§ What you need to do
What lines of the data below include the word "MARK"? Report them by copying each.

§ Dataset entries
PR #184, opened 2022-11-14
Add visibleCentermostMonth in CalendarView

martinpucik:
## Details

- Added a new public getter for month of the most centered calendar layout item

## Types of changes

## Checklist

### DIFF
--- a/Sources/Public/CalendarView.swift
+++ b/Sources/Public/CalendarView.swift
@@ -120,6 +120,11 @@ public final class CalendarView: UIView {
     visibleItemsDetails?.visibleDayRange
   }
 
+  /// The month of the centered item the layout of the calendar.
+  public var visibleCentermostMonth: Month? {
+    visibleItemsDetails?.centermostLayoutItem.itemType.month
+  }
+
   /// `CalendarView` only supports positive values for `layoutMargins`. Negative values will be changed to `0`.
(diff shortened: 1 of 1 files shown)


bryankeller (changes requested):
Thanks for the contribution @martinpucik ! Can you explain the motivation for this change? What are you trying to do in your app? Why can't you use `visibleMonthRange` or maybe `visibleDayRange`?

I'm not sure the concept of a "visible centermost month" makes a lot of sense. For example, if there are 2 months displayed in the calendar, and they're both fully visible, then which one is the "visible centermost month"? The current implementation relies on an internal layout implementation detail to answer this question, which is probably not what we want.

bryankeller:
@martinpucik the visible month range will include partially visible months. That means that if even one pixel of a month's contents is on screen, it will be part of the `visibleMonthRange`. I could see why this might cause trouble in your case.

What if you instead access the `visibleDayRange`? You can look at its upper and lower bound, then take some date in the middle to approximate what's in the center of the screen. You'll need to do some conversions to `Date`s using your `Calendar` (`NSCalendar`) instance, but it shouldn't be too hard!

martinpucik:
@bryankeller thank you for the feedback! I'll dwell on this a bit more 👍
==
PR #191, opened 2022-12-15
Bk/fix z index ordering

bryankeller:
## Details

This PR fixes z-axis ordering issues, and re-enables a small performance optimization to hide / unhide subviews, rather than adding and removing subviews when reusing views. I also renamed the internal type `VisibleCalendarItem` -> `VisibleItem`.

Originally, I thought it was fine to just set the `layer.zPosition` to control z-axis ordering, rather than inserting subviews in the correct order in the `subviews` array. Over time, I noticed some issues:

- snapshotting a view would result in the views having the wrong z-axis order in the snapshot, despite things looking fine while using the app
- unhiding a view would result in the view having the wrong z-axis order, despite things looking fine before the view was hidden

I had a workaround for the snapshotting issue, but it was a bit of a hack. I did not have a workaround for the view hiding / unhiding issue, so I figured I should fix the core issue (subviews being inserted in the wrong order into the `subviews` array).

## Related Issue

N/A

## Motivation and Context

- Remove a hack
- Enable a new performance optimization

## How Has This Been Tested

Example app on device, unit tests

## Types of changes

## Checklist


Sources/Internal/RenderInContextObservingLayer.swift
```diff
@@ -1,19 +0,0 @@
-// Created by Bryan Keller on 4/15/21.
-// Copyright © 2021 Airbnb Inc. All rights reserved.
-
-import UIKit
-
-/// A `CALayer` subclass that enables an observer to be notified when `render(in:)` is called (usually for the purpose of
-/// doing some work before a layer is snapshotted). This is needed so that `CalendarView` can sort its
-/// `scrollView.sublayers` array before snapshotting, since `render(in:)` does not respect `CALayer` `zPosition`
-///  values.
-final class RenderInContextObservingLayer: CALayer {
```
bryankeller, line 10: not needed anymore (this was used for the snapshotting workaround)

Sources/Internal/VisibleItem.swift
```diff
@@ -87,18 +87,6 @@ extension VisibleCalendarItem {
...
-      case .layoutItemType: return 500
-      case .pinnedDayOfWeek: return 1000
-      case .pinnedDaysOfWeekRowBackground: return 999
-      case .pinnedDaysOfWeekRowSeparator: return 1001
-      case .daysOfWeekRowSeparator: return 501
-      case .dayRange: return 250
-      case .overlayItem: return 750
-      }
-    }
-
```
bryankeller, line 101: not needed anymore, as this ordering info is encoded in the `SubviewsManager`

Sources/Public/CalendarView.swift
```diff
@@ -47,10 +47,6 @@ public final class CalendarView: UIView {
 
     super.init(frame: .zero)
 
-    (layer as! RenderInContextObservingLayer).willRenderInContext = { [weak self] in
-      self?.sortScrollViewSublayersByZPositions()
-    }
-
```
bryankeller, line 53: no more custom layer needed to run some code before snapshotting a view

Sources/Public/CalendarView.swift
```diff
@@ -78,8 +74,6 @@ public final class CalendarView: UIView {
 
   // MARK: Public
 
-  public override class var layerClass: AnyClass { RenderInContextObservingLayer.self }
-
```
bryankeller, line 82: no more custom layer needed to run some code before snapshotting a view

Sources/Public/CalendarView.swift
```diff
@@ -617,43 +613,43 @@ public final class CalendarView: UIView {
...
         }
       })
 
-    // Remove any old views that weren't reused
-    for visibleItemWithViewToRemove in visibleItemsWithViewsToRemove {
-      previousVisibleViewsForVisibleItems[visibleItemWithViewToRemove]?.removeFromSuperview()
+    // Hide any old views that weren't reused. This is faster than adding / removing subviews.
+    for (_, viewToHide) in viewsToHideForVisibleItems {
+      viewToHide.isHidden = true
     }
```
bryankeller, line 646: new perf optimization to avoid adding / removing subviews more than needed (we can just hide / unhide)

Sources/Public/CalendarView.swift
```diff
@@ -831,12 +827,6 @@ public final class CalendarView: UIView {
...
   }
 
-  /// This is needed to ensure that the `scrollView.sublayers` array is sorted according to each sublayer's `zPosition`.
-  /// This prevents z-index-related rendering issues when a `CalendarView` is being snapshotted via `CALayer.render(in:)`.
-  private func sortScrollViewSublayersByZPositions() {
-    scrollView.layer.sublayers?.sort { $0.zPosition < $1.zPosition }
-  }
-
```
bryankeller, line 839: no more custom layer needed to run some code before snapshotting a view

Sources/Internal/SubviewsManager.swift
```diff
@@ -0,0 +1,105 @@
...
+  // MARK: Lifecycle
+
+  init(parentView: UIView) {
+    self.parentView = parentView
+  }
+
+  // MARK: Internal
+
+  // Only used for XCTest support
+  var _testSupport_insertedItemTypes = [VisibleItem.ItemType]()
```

§ Task answer
   // MARK: Public
+  // MARK: Lifecycle
+  // MARK: Internal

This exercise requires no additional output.